At first blush the Spending Program appears to be a form of confiscation. The official logic seems to be that an existing non-profit organization’s net assets were derived either from subscriber donations intended to support public benefit activities or as a result of its tax-exempt status. Consequently, in order for such an organization to transfer to a legal status that frees it from its public interest obligations, it must first relinquish its assets for the public good.
The amount to be allocated to the Spending Program is the sum of a GNC’s assets calculated at current prices less current and contingent liabilities.
It isn’t hard to imagine what this means for an organization with few or no liabilities and assets such as real estate that were purchased decades ago and appear on the books at a fraction of their current worth.

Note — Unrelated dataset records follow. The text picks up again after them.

Issue #1781, opened 2026-06-18
agent: validate dnsmasq RAM cost at 80k blocklist entries on 1 GB router (#1435 Option 2c gate)


sameerparekh:
## Context

Validation gate for the Option 2c implementation work decided on [#1435](https://github.com/wifihaven/wifihaven/issues/1435) (stream blocklist host lists into a dnsmasq `conf-file=` shard so the agent's Lua process doesn't hold them in RAM). The whole approach rests on the prior that dnsmasq's per-`nftset=` entry cost is small enough (~80-150 bytes) that 80k+ entries fit comfortably in a 1 GB router. Pi-hole's existence on 512 MB Raspberry Pis with 1M+ entries is strong prior evidence, but we want a measured number on our exact hardware/dnsmasq build before committing implementation effort.

## Scope

On the test router (`openwrt.lan`, GL.iNet GL-MT6000, 1 GB RAM, OpenWrt 25.12.3, ARMv8):

1. Capture baseline `MemAvailable` + `wifihaven-agent` RSS + `dnsmasq` RSS with only curated lists assigned (current prod-like state).
2. Hand-author a `/tmp/wifihaven-blocklist-test.conf` shard with `nftset=/<host>/4#inet#wifihaven#bl_test_v4,6#inet#wifihaven#bl_test_v6` lines using the live `GET /api/blocklists/ads-extended/hosts` payload (~85k hosts) as the content.
3. Add the shard via `conf-file=` in `/var/etc/dnsmasq.conf.cfg…` (or the include mechanism the agent will use); reload dnsmasq.
4. Re-measure `MemAvailable`, dnsmasq RSS, agent RSS. Drive some real DNS traffic through the router (e.g. resolve a handful of names from the list) to confirm dnsmasq actually populates the `bl_*` ipsets.
5. Repeat for `adult-extended` (~77k) and both together (~162k).

## Acceptance

- A short measurement table on this issue: per-list dnsmasq RSS delta, `MemAvailable` delta, agent RSS delta.
- A pass/fail call: does the 1 GB router stay below ~50% memory pressure with both extended lists loaded *and* normal traffic running? If yes, Option 2c is green-lit. If no, this issue surfaces the real ceiling and #1435 needs a re-think.

## Out of scope

- Any agent code changes — this is measurement only. The hand-authored conf-file is thrown away after the run.
- Production routers — test router only.

Parent: #1435

sameerparekh:
[...]

Issue #1435, opened 2026-06-05
design: how to handle large (StevenBlack) blocklists without OOMing the agent


sameerparekh:
## Problem

Category blocklist enforcement renders one dnsmasq `nftset=/<host>/…#bl_<id>` directive per member host, and the agent loads every assigned list's full host set into memory (`_blocklist_hosts`). This does not scale to the bundled **StevenBlack "extended" lists**:

- `ads-extended` ≈ 83k hosts (~1.6 MB)
- `adult-extended` ≈ 76k hosts (~1.3 MB)
- `social-extended` ≈ 3.2k hosts

With the extended lists assigned, the agent renders ~164k directives in one config string and balloons to **~700 MB RSS**, which **OOM-kills the agent on a 1 GB router** (observed on prod `RobotSpaceship`; root-caused in #1412). The OOM took out *all* category enforcement, including tiny curated lists, until #1434 added a defensive byte cap.

## Current state after #1434

#1434 caps per-list rendering by byte size (default 256 KiB ≈ 12k hosts): oversized lists are fetched + cached but **skipped** (not parsed, not rendered, logged). So:

- Curated lists (ads, malware, adult, gambling, social-media, games) enforce normally.
- The StevenBlack "extended" lists are effectively **not enforced** — they're silently skipped at the router. The UI still lets users assign them, which is now misleading.

This issue is to decide the real strategy. The cap is a guard, not the answer.

## Options to evaluate

1. **Drop the bundled "extended" lists entirely; invest in self-curated lists.** The curated lists (tens–hundreds of hosts) cover the common ad/tracker/adult/gambling cases and fit the per-domain-nftset model comfortably. Pro: simplest, predictable memory, no UI lie. Con: less coverage than 80k-host aggregate lists; ongoing curation effort.
2. **Keep large lists but change the enforcement mechanism** so it doesn't need 80k per-domain dnsmasq directives or an 80k-entry Lua table, e.g.:
   - a dnsmasq `addn-hosts` / hosts-file sink (domain → sink IP) instead of per-domain `nftset=`;
   - server-side pre-resolution into a compact nft set the agent just loads;
   - `conf-file` streamed to disk + bounded agent memory (still leaves dnsmasq holding 80k rules — needs measurement on target hardware).
3. **Tier lists by router capability.** Allow extended lists only on routers above a RAM threshold (the agent already reports version/RAM-class potential); cap or refuse on low-RAM gateways, surfaced in the UI.
[...]

PR #1788, opened 2026-06-18
feat(#1782,#1783): stream blocklist render to /tmp shards via dnsmasq conf-file

### LINKED ISSUE #1782: agent: stream blocklist rendering via dnsmasq conf-file shards (#1435 Option 2c)
## Context

Per [#1435](https://github.com/wifihaven/wifihaven/issues/1435) the agent OOMs at ~700 MB RSS when rendering 160k+ blocklist hosts. The bottleneck is the agent's Lua-side representation (`_blocklist_hosts` table + the rendered config string built in memory before write), **not** dnsmasq itself — dnsmasq's per-entry hash-table cost is small enough that 80k+ entries fit comfortably (see validation issue ↓ for the empirical number).

This issue implements Option 2c from #1435: stream the host list to a dedicated dnsmasq `conf-file=` shard on disk, so the agent never holds the full host set in Lua memory.

## Architectural invariants to preserve (per AGENTS.md)

- **DNS stays a non-enforcement plane.** The shard contains `nftset=/<host>/...#bl_<id>` directives. dnsmasq still populates the per-blocklist `bl_<id>` ipsets at resolution time; nftables still does the per-MAC drop. No `address=` / no `server=` / no sinkhole.
- **Wire shape unchanged.** `Blocklist(version, url)` per-profile in the snapshot stays as-is. This is purely an agent-side render change.
- **`extraAllowed` carve-out continues to work** because attribution is still at DNS resolution time.
- **Bounded tmpfs writes** — covered by the sibling rotation issue.

## Scope

In the OpenWRT agent (`agent/openwrt/`):

1. Replace the in-memory `_blocklist_hosts` accumulator with a streaming writer: as each host is consumed from the fetched/cached blocklist body, emit one `nftset=` directive (or a small batch) to `/tmp/wifihaven-blocklist-<id>.conf` and discard. Never hold the full set in a Lua table.
2. Reference the shard from the agent's existing dnsmasq config via `conf-file=/tmp/wifihaven-blocklist-<id>.conf` rather than inlining the directives.
3. Lift the #1434 byte cap concurrently — or replace it with a higher, documented ceiling (e.g. 10 MB rendered) appropriate for the streamed path. The cap stays as a defense-in-depth guard against runaway lists; just at a different threshold.
4. Update tests: the existing `_blocklist_hosts` unit tests need to be reframed against the streaming writer; add a busted test that exercises a 50k-host fixture without exceeding a memory budget (whatever Lua's reportable proxy is — `collectgarbage("count")` delta is a reasonable signal).
5. Document the new file layout in the agent README (which files live where, who writes them, how rotation interacts).

## Acceptance

- ads-extended (84k) + adult-extended (76k) + social-extended (3k) all load and enforce on the test router; `bl_*` ipsets populate as hosts are resolved; nft drops fire correctly.
- Agent RSS with all three loaded stays under ~30 MB (vs ~700 MB pre-fix).
- Existing per-MAC carve-out tests (`extraAllowed` beating a blocklist, `blockIpOnly` interaction) still pass.

## Dependencies

- Validation gate ↓ must pass first. If dnsmasq itself can't hold the entries, this work is moot.
- Sibling rotation issue must ship in the same PR per AGENTS.md `#bounded-tmp-writes`.

Parent: #1435

### LINKED ISSUE #1783: agent: atomic write + lifecycle for /tmp blocklist conf shards (sibling of streamed render)
## Context

The sibling implementation issue introduces `/tmp/wifihaven-blocklist-<id>.conf` shards (one per assigned blocklist) so the agent can stream the host list to disk rather than holding it in Lua memory. On OpenWRT, `/tmp` is `tmpfs` — RAM — and AGENTS.md `#bounded-tmp-writes` requires that any agent-written tmpfs file whose size grows with traffic/time/content **must ship a rotation/truncation path in the same change**, folded into the existing `wifihaven-rotate-dnsmasq-log` cron (copytruncate, never rename).

The blocklist shard isn't unbounded like a log, but it *does* grow with assigned-list size and could swing wildly across re-renders (e.g. an operator toggles a 80k-host list on/off). Without explicit cleanup we risk stale shards from removed blocklists accumulating on disk between agent restarts.

## Scope

1. When a profile assignment no longer references a blocklist (or the list is deleted), the agent removes the corresponding `/tmp/wifihaven-blocklist-<id>.conf` shard at the next render.
2. On agent startup, garbage-collect any shard files that aren't in the current effective set (defense-in-depth for crash-during-render scenarios).
3. Re-render path is atomic: write to `…<id>.conf.tmp`, fsync, rename onto `…<id>.conf`. Never partial-state.
4. Document the rotation/cleanup rules alongside the existing `wifihaven-rotate-dnsmasq-log` cron description.

Note: this is *not* log rotation (the shards are config files, not append-only). The AGENTS.md rule is about bounded tmpfs *footprint*; for config shards the right pattern is precise lifecycle management rather than copytruncate. This issue formalizes the lifecycle.

## Acceptance

- Removing all assignments to a 80k-host list reclaims the shard's tmpfs bytes on the next render.
- An agent restart with stale shards on disk (e.g. from a crash mid-render) converges back to the current effective set.
- Re-render never leaves a partial shard visible to dnsmasq (atomic rename).

Parent: #1435

sameerparekh:
## Summary

Streams blocklist host lists from the on-disk cache directly into `/tmp/wifihaven-blocklist-<id>.conf` shard files, included by dnsmasq via `conf-file=`. The agent no longer holds the full member set (~160k hosts) in a Lua table — fixes the #1412 OOM that motivated the byte cap in #1434. Lifts the cap to 10 MB per shard as defense-in-depth.

- Streaming render: `blocklists.render_shards` reads cache files line-by-line and writes `nftset=/<host>/4#inet#wifihaven#bl_<id>,6#inet#wifihaven#bl6_<id>` per host, never accumulating in Lua.
- Atomic write + lifecycle: `.tmp` → fsync → rename; stale shards GC'd at render + startup.
- `dnsmasq` emits `conf-file=/tmp/wifihaven-blocklist-<id>.conf` per blocklist; bl_ specs no longer appear in the per-host merged `nftset=` directives.
- `bl_member_iterator` closure passed to `update_shared` streams bl_hosts_by_mac from cache files at call time (no MAC multiplier at steady state).
- Version-pair change detection replaces `hosts_differ` on the blocklist timer.

## Design questions resolved in this implementation

**A. Merged-nftset-per-host (#1460):** Per the dnsmasq man page and the #1781 validation measurement (which loaded shards from `conf-dir`), dnsmasq applies all matching `nftset=` directives across config files. A host in both a blocklist shard AND in the main conf's merged `nftset=` directive will have both sets populated independently. The `only one wins` caveat from the #1460 comment applies within a _single directive's comma-separated spec list_ — multiple directives across files do fire. This makes the shard-per-blocklist approach safe without changes to the per-host merge logic (which now only carries ea_/eb_/global specs, not bl_).

**B. global.blocklistIds:** When an id appears in `global.blocklistIds`, `render_shards` appends `,4#inet#wifihaven#global_block,6#inet#wifihaven#global_block6` to each shard line. The `@global_block` nft set is still declared by `render.nft` when `global.blocklistIds` is non-empty. `global_block_hosts()` now returns only `global.extraBlocked` (blocklist member expansion via `_blocklist_hosts` removed).

**C. update_shared bl_hosts_by_mac:** Accepts a new `bl_member_iterator(id)` parameter. The agent passes a closure that reads the cache file line-by-line and returns a flat table per-id call. One file read per subscribed id per `update_shared` call; result table is not retained across calls. Acceptable transient cost for `conntrack.lua` labeling.

## Architectural invariants preserved

- **DNS is not the enforcement plane.** Shards contain only `nftset=` directives; nftables still does the per-MAC drop.
- **Wire shape unchanged.** `Blocklist(version, url)` per-profile in the snapshot stays as-is. Agent-internal change only.
- **Per-MAC carve-outs intact.** `extraAllowed` still suppresses bl_ drops via the existing nft `ip daddr != @ea_<m>_<a>` clauses.
- **Bounded tmpfs** (AGENTS.md `#bounded-tmp-writes`): atomic write, precise lifecycle (GC not rotation), documented in `router-agent-bounded-writes.md`.

## Tests

TDD: red commit first, then green.

- `blocklists.render_shards`: line shape, sanitization, blank/comment skip, atomic rename, rename-failure guard, absent-cache skip, max_bytes cap, global_blocklist_ids append, 50k-host fixture with <5 MB heap delta guard
- `blocklists.gc_shards`: stale shard removal, current-id preservation, .tmp cleanup, non-wifihaven file safety
- `blocklists.render_member_index`: TSV format, matches in-memory path, atomic write
- `render.dnsmasq`: conf-file= emission, no inline bl_ specs, empty-blocklists skip, eb_ still inline

226/226 tests pass locally (1 pending = `nft -c` unavailable without CAP_NET_ADMIN on dev host).

## Validation gate (#1781)

#1781 is CLOSED with PASS: dnsmasq RSS +31 MB for 162k hosts on the 1 GB GL-MT6000, `MemAvailable` 71% (well above the 50% gate). Implementation built against those confirmed numbers.

Closes #1782
Closes #1783
Refs #1435 #1781

Co-Authored-By: Claude <noreply@anthropic.com>

### DIFF
--- a/docs/process/router-agent-bounded-writes.md
+++ b/docs/process/router-agent-bounded-writes.md
@@ -39,3 +39,39 @@ introduces it.** Concretely:
 The same reasoning applies to anything else the agent persists under `/tmp`
 (JSON spools, NDJSON event journals, debug dumps). If it can grow, it gets a
 bound — in the same PR.
+
+## Per-blocklist dnsmasq conf shards (`/tmp/wifihaven-blocklist-<id>.conf`) {#blocklist-shards}
+
+Added in [#1782/#1783](https://github.com/wifihaven/wifihaven/issues/1782).
+One file per blocklist id in the current snapshot.
+
+**How they work.** `blocklists.render_shards` reads each list's on-disk cache
+file (`/etc/wifihaven/blocklists/<id>-<version>.txt`) line-by-line and writes
+one `nftset=/<host>/4#inet#wifihaven#bl_<id>,6#inet#wifihaven#bl6_<id>` line
+per host — never accumulating the full list in a Lua table. `render.dnsmasq`
+emits `conf-file=/tmp/wifihaven-blocklist-<id>.conf` for each id so dnsmasq
+picks up the host set at startup and on reload.
+
+**Atomic write.** Each shard is written to `<id>.conf.tmp`, then renamed onto
+`<id>.conf`. A partial shard is never visible to dnsmasq.
+
+**Sizing.** ~80 bytes per host × list member count. The two large StevenBlack
+lists are ~7 MB each; three curated lists total under 100 KB. A per-shard cap
+(default 10 MB, UCI `blocklist_max_list_bytes`) prevents a runaway list from
+filling `/tmp`.
+
+**Lifecycle (GC, NOT log rotation).** These are config files, not append-only
+logs — `copytruncate` is wrong here. The lifecycle is:
+
+- **On every render:** `blocklists.gc_shards` removes shards whose id is no
+  longer in the current snapshot (list unassigned or deleted). Stale
+  `.conf.tmp` files are also removed (crash-during-render defense).
+- **On agent startup:** `gc_shards` runs against the cached snapshot (or an
+  empty placeholder) before the first apply, so a crash-during-render from a
+  previous run can never leave a stale shard visible to the newly-started
+  dnsmasq.
+
+**NOT added to `wifihaven-rotate-dnsmasq-log`.** The rotate cron is for
+append-only logs. Shard lifecycle is precise removal of stale ids, not
+copytruncate — adding these to the cron would silently truncate a live shard
+mid-use.
--- a/openwrt/files/usr/lib/lua/wifihaven/blocklists.lua
+++ b/openwrt/files/usr/lib/lua/wifihaven/blocklists.lua
@@ -16,6 +16,18 @@ local M = {}
 
 local DEFAULT_CACHE_DIR = "/etc/wifihaven/blocklists"
 
+-- Lazy require render module — compatible with both the production on-device
+-- path (wifihaven.render) and the busted test path (render). Called at most
+-- once per process; result is cached in the upvalue.
+local _render_module
+local function get_render()
+  if not _render_module then
+    local ok, m = pcall(require, "wifihaven.render")
+    _render_module = ok and m or require("render")
+  end
+  return _render_module
+end
+
 -- classify_fetch_status(status) → bounded status enum (#1301).
 --
 -- The blocklist fetch surfaces as the `status` label of
@@ -361,12 +373,8 @@ function M.render_shards(snapshot, fs, cache_dir, shard_dir, max_bytes, global_b
   global_blocklist_ids = global_blocklist_ids or {}
 
   -- Require render.bl_sanitize for set-name normalization so there is
-  -- one source of truth.
-  -- In production (on-device) the module path is wifihaven.render; in the
-  -- busted test environment modules are loaded without the wifihaven. prefix.
-  local ok_render, render = pcall(require, "wifihaven.render")
-  if not ok_render then render = require("render") end
-  local bl_sanitize = render.bl_sanitize
+  -- one source of truth (see get_render() at the top of this module).
+  local bl_sanitize = get_render().bl_sanitize
 
   -- Resolve fs ops (injectable for tests, real I/O otherwise).
   local open_read_fn, open_write_fn, rename_fn, remove_fn, fsync_fn
@@ -547,10 +555,8 @@ function M.render_member_index(snapshot, fs, cache_dir, index_path)
   cache_dir  = cache_dir  or "/etc/wifihaven/blocklists"
   index_path = index_path or "/var/run/wifihaven/blocklist_members.tsv"
 
-  local ok_r2, render2 = pcall(require, "wifihaven.render")
-  if not ok_r2 then render2 = require("render") end
-  local bl_set_name  = render2.bl_set_name
-  local bl6_set_name = render2.bl6_set_name
+  local bl_set_name  = get_render().bl_set_name
+  local bl6_set_name = get_render().bl6_set_name
 
   local open_read_fn, open_write_fn, rename_fn
   if fs then
--- a/openwrt/files/usr/lib/lua/wifihaven/blocklists.lua
+++ b/openwrt/files/usr/lib/lua/wifihaven/blocklists.lua
@@ -323,6 +323,296 @@ function M.hosts_differ(a, b)
   return false
 end
 
+-- ---------------------------------------------------------------------------
+-- M.render_shards(snapshot, fs, cache_dir, shard_dir, max_bytes,
+--                 global_blocklist_ids)
+-- ---------------------------------------------------------------------------
+-- Streams per-blocklist shard files to <shard_dir>/wifihaven-blocklist-<id>.conf,
+-- one file per blocklist in snapshot.blocklists. Each line in the shard is:
+--
+--   nftset=/<host>/4#inet#wifihaven#bl_<sanid>,6#inet#wifihaven#bl6_<sanid>\n
+--
+-- When global_blocklist_ids[id] is truthy, each line also appends:
+--   ,4#inet#wifihaven#global_block,6#inet#wifihaven#global_block6
+-- before the newline.
+--
+-- Reads from the on-disk cache file line-by-line (via fs.open_read) so the
+-- full host list is NEVER accumulated in a Lua table — the #1412 OOM source.
+-- Writes atomically: <id>.conf.tmp → <id>.conf.
+--
+-- Parameters:
+--   snapshot           — current policy snapshot (snapshot.blocklists used)
+--   fs                 — injectable filesystem ops (open_read, open_write,
+--                        rename, remove, fsync; defaults to real I/O)
+--   cache_dir          — directory holding <id>-<version>.txt cache files
+--                        (default /etc/wifihaven/blocklists)
+--   shard_dir          — directory to write shards into (default /tmp)
+--   max_bytes          — stop emitting once shard exceeds this many bytes;
+--                        nil = no cap (default 10 MB = 10485760 in agent)
+--   global_blocklist_ids — optional { [id] = true } set; ids in this set
+--                          have global_block/global_block6 appended to each
+--                          shard line
+--
+-- Returns:
+--   { rendered = { [id] = bytes }, skipped = { ids }, errors = { strings } }
+function M.render_shards(snapshot, fs, cache_dir, shard_dir, max_bytes, global_blocklist_ids)
+  cache_dir  = cache_dir  or "/etc/wifihaven/blocklists"
+  shard_dir  = shard_dir  or "/tmp"
+  global_blocklist_ids = global_blocklist_ids or {}
+
+  -- Require render.bl_sanitize for set-name normalization so there is
+  -- one source of truth.
+  -- In production (on-device) the module path is wifihaven.render; in the
+  -- busted test environment modules are loaded without the wifihaven. prefix.
+  local ok_render, render = pcall(require, "wifihaven.render")
+  if not ok_render then render = require("render") end
+  local bl_sanitize = render.bl_sanitize
+
+  -- Resolve fs ops (injectable for tests, real I/O otherwise).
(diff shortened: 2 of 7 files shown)


sameerparekh:
## Independent PR Review — #1788

First run (no prior review comment). Full merge-base diff reviewed.

---

## BLOCKERS

**1. `openwrt/files/usr/lib/lua/wifihaven/policy.lua:272` — `policy.apply` writes an always-empty bl member index, silently breaking dns-tail's CNAME-aware bl_ set population**

`policy.lua:272` still calls `render.blocklist_member_index(snapshot)`, which reads `snapshot._blocklist_hosts`. This PR deliberately stops attaching `_blocklist_hosts` to the snapshot (the whole point is to avoid the in-memory table), so every call to `policy.apply` will now write an empty index to `paths.bl_member_index` (`/tmp/wifihaven-bl-members.txt`).

`wifihaven-dns-tail` reads that path (`paths.bl_member_index`) to build its CNAME-alias bl_ population map (see `wifihaven-dns-tail:399` where it refreshes on policy changes). An empty index means dns-tail can no longer attribute direct CNAME-target queries to a category drop-set. Category blocking still fires at DNS-resolve time for direct queries (the shard's `nftset=` callbacks), but the CNAME-aware coverage (#1348 / #515 gap) is silently lost.

The fix is to update `policy.lua`'s `policy.apply` to use `blocklists.render_member_index` (the streaming path this PR adds) — OR to pass the blocklist_member_index content into `policy.apply` from the agent instead of having `policy.lua` generate it from the snapshot. The agent already calls `blocklists.render_member_index` in `refresh_blocklists`, but writes to a different path (`/var/run/wifihaven/blocklist_members.tsv`) that dns-tail does not read. Both the write path and the consumption path (`wifihaven-dns-tail`) need to be reconciled.

Note: the new `blocklists.render_member_index` in this PR writes to `/var/run/wifihaven/blocklist_members.tsv`, but dns-tail reads `paths.bl_member_index` = `/tmp/wifihaven-bl-members.txt`. These are different files entirely, so the new streaming writer is also unreachable by the current dns-tail consumer.

---

## SHOULD-FIX

**1. `openwrt/files/usr/lib/lua/wifihaven/render.lua:568–596` — `render.blocklist_member_index` doc comment still says "derived from `snapshot._blocklist_hosts` that drives the `nftset=` directives"**

After this PR the `nftset=` directives no longer drive from `_blocklist_hosts` — they come from shard files. The doc comment is now misleading and will be read by the next developer as implying the two are still in sync. It should be updated to note this is now the legacy/in-memory path for tests and the in-process dns-tail path; the on-disk writer is `blocklists.render_member_index`.

**2. `openwrt/files/usr/sbin/wifihaven-agent:81` — comment still says "blocklists.hosts_differ" as the change-detection mechanism**

`wifihaven-agent:81` reads: "the agent re-applies the ruleset only when the loaded host set actually differs (blocklists.hosts_differ)". The PR body describes the replacement by version-pair comparison but the inline comment was not updated. Stale comments mislead future readers about the change-detection contract.

**3. `openwrt/files/usr/lib/lua/wifihaven/render.lua:448` — `conf-file=` path hardcodes `/tmp` instead of using a configurable shard_dir**

`render.dnsmasq` emits `conf-file=/tmp/wifihaven-blocklist-<id>.conf` with a hardcoded `/tmp`. The shard directory is configurable in `render_shards` and `gc_shards` but `render.dnsmasq` doesn't accept a `shard_dir` parameter. Tests pass `/tmp` as the shard dir so they silently match, but a deployment that configures a different shard dir would have `conf-file=` pointing at the wrong location. The path should either be a `M.SHARD_DIR` module-level constant (with a setter for tests) or passed as an `opts.shard_dir` parameter to `dnsmasq()`.

---

## NITS

**1. `openwrt/files/usr/lib/lua/wifihaven/blocklists.lua:94-95` — dual-module require pattern is cargo-culted into both `render_shards` and `render_member_index` separately**

The same `pcall(require, "wifihaven.render") / require("render")` fallback pattern is copy-pasted twice (lines 94–95 and 278–279). A local module-top helper or a single lazy-require at the bottom of the `require` block would remove the duplication. Minor since it's internal, but it contradicts the single-source-of-truth convention for a trivial refactor.

**2. `openwrt/files/usr/sbin/wifihaven-agent:492–503` — "Note: res.skipped ... not surfaced separately" comment is confusing**

The comment says `res.skipped` from `load_cached` (legacy path) is not surfaced, but `load_cached` is still called by `blocklists.refresh`. With the `max_bytes` argument now dropped from `blocklists.refresh` at the call site (`agent:463`), the `load_cached` cap is also removed. The comment should clarify whether this is intentional (the shard cap is the only guard now, load_cached parsing is left unbounded) or whether a separate `max_bytes` argument should still be threaded through.

---

## VERDICT: REQUEST-CHANGES

This PR correctly implements the streaming shard render approach and the TDD red→green commit structure is clean. However, BLOCKER #1 (the always-empty bl member index after `policy.apply`) means dns-tail's CNAME-aware bl_ category drop-set population is silently broken: every policy apply overwrites the index file with empty content because `policy.lua` still reads `snapshot._blocklist_hosts` (which is no longer populated). The fix requires coordinating `policy.lua`'s `policy.apply` with the new streaming writer, and reconciling the two distinct index file paths (`/tmp/wifihaven-bl-members.txt` vs `/var/run/wifihaven/blocklist_members.tsv`).

sameerparekh:
## Independent PR Review — #1788 (re-run on 1309e6c6)

Prior review SHA: `e1e00fd5`. Incremental delta: `git diff e1e00fd5...1309e6c6`.

---

## Prior findings status

| # | Finding | Status |
|---|---------|--------|
| BLOCKER 1 | `policy.lua:272` — always-empty bl member index overwrites agent's index | **ADDRESSED** — `render.blocklist_member_index(snapshot)` call removed from `policy.apply`; replaced with explanatory comment. Agent's `refresh_blocklists` now writes to `paths.bl_member_index` (the path dns-tail reads) via `blocklists.render_member_index`. |
| SHOULD-FIX 1 | `render.lua:568` — stale doc comment on `blocklist_member_index` | **ADDRESSED** — doc comment updated to clearly mark this as the legacy/test path, notes the streaming replacement. |
| SHOULD-FIX 2 | `agent:81` — stale `blocklists.hosts_differ` comment | **ADDRESSED** — comment updated to reference version-pair comparison. |
| SHOULD-FIX 3 | `render.lua:448` — hardcoded `/tmp` in `conf-file=` | **ADDRESSED** — `M.SHARD_DIR = "/tmp"` module constant added; `conf-file=` now uses `M.SHARD_DIR`. |
| NIT 1 | `blocklists.lua` — duplicated pcall require pattern | **ADDRESSED** — consolidated into a single `get_render()` lazy-require helper at module top. |

---

## New findings on incremental delta

### BLOCKERS

(none)

### SHOULD-FIX

**1. `openwrt/files/usr/lib/lua/wifihaven/blocklists.lua:555` — `render_member_index` default `index_path` still points to the old unused path**

The function signature is `M.render_member_index(snapshot, fs, cache_dir, index_path)` with `index_path = index_path or "/var/run/wifihaven/blocklist_members.tsv"`. The agent now explicitly passes `paths.bl_member_index` (= `/tmp/wifihaven-bl-members.txt`), so the default is only reached if a caller omits `index_path`. That default path `/var/run/wifihaven/blocklist_members.tsv` is the incorrect one that dns-tail doesn't read. The default should be updated to `paths.bl_member_index` (or just leave it with no default and require the caller to pass it) to avoid a future caller hitting the wrong default. Low-priority since the agent always passes explicitly, but a future test/caller omitting the arg would silently write to the wrong path.

### NITS

**1. `openwrt/files/usr/lib/lua/wifihaven/policy.lua:266-279` — removed code block leaves a longer comment-to-nothing ratio; minor readability**

The comment block now describes what was removed and why, which is informative but verbose for a production file. The block can be tightened to 2-3 lines since the history is in the commit message. Non-blocking.

---

## VERDICT: APPROVE

The BLOCKER (always-empty bl member index breaking dns-tail CNAME-aware bl_ population) is resolved: `policy.apply` no longer writes the member index, and `refresh_blocklists` now writes to the path dns-tail reads (`paths.bl_member_index`). All prior SHOULD-FIX and NIT findings are addressed. The incremental delta is clean and targeted. The one new SHOULD-FIX (wrong default path in `render_member_index`) is low-risk since the agent always passes explicitly, and can be addressed in a follow-up. 226/226 tests pass locally.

So on the surface it would appear that the Spending Program would present an almost insurmountable hurdle for an association endowed with unrealized wealth and relatively little cash and a limited income stream. Taken together with the seemingly impossible requirements and risks of PIC status, non-profits such as our Club appear to be caught between the devil and the deep blue sea.
However, as with all things one must delve into the details to find that proverbial devil and confront it. And in so doing we may yet find a way to avoid the end of the road for our Club, an outcome that the authors of the revised laws assure us was never their intention.

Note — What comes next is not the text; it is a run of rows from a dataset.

PR #1640, opened 2018-11-08
Update submodules

diraol:
Just updating submodules versions ;)

Updating to the latest released tags for modules:
completetion
syntax-highlighting

And for agnoster prompt


indrajitr:
Thanks again @diraol, for doing this!

PR #1642, opened 2018-11-16
add store passphrases in your keychain. only macOS

und3fined:
update for macOS, never ask passphaeses after save to keychain
---
https://apple.stackexchange.com/a/250572


johnpneumann:
I like the idea, but this needs to be optional behavior, not the default. Can you provide a configuration option for this. If unset, it defaults to not using the keychain. If set, then it does whatever the value is set to. (As an [example option](https://github.com/sorin-ionescu/prezto/blob/master/runcoms/zpreztorc#L152) of [how it's handled](https://github.com/sorin-ionescu/prezto/blob/master/modules/editor/init.zsh#L412-L414))

und3fined:
yeah, i'll add a option for this module

johnpneumann:
Awesome. Thank you!

PR #1648, opened 2018-11-30
Add alias `z` provided by `fasd`, which makes `z` users happy without ditching `fasd`.

### LINKED ISSUE #656: Readd z

tevino:
Fixes #656 (hopefully)

## Proposed Changes

  - Add an alias `z` for non-interactive directory changing.


tevino:
@sorin-ionescu PTAL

Although further study (and above all consultations with legal and tax experts familiar with the new regulations) is required, there seem to be a few bright spots that light the path forward.
With regard to the Spending Program, a major point of interest is a special provision in the new law permitting income-based valuation of real assets (land and buildings), provided they are intended for long-term use in the pursuit of non-profit interests. What this signifies for our Club is yet to be determined in detail; however, early contacts with a real estate appraiser familiar with the legalities point to the possibility of valuations significantly lower than market prices or property tax values. Should we choose to pursue GNC status, the Club should budget funds for an appraisal based on the special provision.
As for the other component of the Spending Program, namely the public benefit activities, there are several current Club programs and practices that may very well qualify. Again, were we to elect applying for GNC status, we should consult a qualified accountant to determine the monetary value of these programs and approach MEXT and/or Hyogo PICC for pre-consultations.
Conclusion
There is no standing still or turning back. The deadline for submitting an application may seem a long way off, but if one considers the workload of preparing the application, not to mention the process of deciding which status to pursue, the time has come to take the bull by the horns.
You may feel my article doesn’t answer the question posed by its title. Indeed, the decision to choose a new status for our Club rests with the members, and the General Committee must lead the way towards a consensus. Personally, I would recommend a status that best reflects who we are and is sustainable over time.